Michael Mørkøv, before finishing outside the time cut on Sunday, admitted he was initially apprehensive about the project.
His Quick-Step Alpha Vinyl team is one of eight, including Ineos Grenadiers, EF Education-EasyPost, AG2R Citroën, Alpecin-Deceuninck, Bora-Hansgrohe, Groupama-FDJ and Jumbo-Visma to sign up.
Geraint Thomas is one of the riders being tracked by a Netflix crew (Getty)
It’s understood teams get a financial kick-back for their involvement.
“I was a bit nervous, or having second thoughts about it, because I assumed they did already a lot of series like that and I was curious to see how they would work in our group,” said Mørkøv.
The 37-year-old lead-out specialist works closely with sprinter Fabio Jakobsen, who Netflix tracked along with world champion Julian Alaphilippe and sports director Tom Steels.

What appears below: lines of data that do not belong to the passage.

PR #486, opened 2020-11-03
Include the sender's name within alert mails

matt-mazzucato:
Signed-off-by: Mattia Mazzucato <matt.mazzucato@gmail.com>

### DIFF
--- a/tools/astarte_e2e/lib/astarte_e2e/config/normalized_mail_address.ex
+++ b/tools/astarte_e2e/lib/astarte_e2e/config/normalized_mail_address.ex
@@ -1,0 +1,37 @@
+#
+# This file is part of Astarte.
+#
+# Copyright 2020 Ispirata Srl
+#
+# Licensed under the Apache License, Version 2.0 (the "License");
+# you may not use this file except in compliance with the License.
+# You may obtain a copy of the License at
+#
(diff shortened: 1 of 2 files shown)


tools/astarte_e2e/lib/astarte_e2e/config/normalized_mail_address.ex
```diff
@@ -0,0 +1,40 @@
...
+
+    if String.match?(value, regexp) do
+      [name, mail] =
+        value
+        |> String.trim(">")
+        |> String.split("<")
+
+      {:ok, {name, mail}}
+    else
+      {:ok, value}
```
rbino, line 33: Since you're already matching with a regex, use this
https://hexdocs.pm/elixir/Regex.html#named_captures/3
so you can match and extract in a single pass
(I also fixed-up the regex a little bit)
```elixir
    regexp = ~r/^(?<name>.+) <(?<email>.+@.+)>$/

    case Regex.named_captures(regexp, value) do
      %{"email" => email, "name" => name} ->
        {:ok, {name, email}}

      _ ->
        {:ok, value}
    end
```

rbino (changes requested):

bettio (approved):

rbino (approved):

“But the guys who joined us were super respectful,” Morkov continued.
“For me, it hasn’t been disturbing at all.
“They’re quiet, they’re just standing there. Usually, they tell you when they’re there, which is nice we know they’re there. So far, it’s been a pleasure.
“I really just hope they’re going to expose cycling for the beauty side of the sport to maybe people who don’t follow cycling before, but also for the fans.”
Ellingworth said that the crew following his team stay in close proximity but have been understanding of boundaries.
“If you want them to stop filming you can ask them to stop filming,” he said.
“It’s like anything, if you’re talking about a rider personally, something at home or whatever, we say stop filming.
“All the riders know they can just ask them to stop at any time if they want to talk about something different.”
All reality TV fans would hope that means at least one throwing the mic down, walking off set scene at least. In the third week of the Tour when accumulative fatigue sets in, you haven’t seen your family for close to a month or stayed in the same place for more than a couple of days, let alone the racing, strict diets, insanely close quarters, that is more likely than not.
Talking about something different, anything different than the Tour is also something racers start to crave when they’re competing because in July that’s all they’re asked about, that’s all they talk about. Some read books, listen to music, even hide to escape it.
There’s plenty of literature and movies out there about cycling and the Tour especially, but the beauty of the race is that there is an endless supply of narrative. Everyone’s individual experience is different and the set, so to speak, changes daily.
Lights, camera, bring it on … but don’t include this extra in it, especially in the third week of the Tour when everyone is on the limit and appears to have prematurely aged.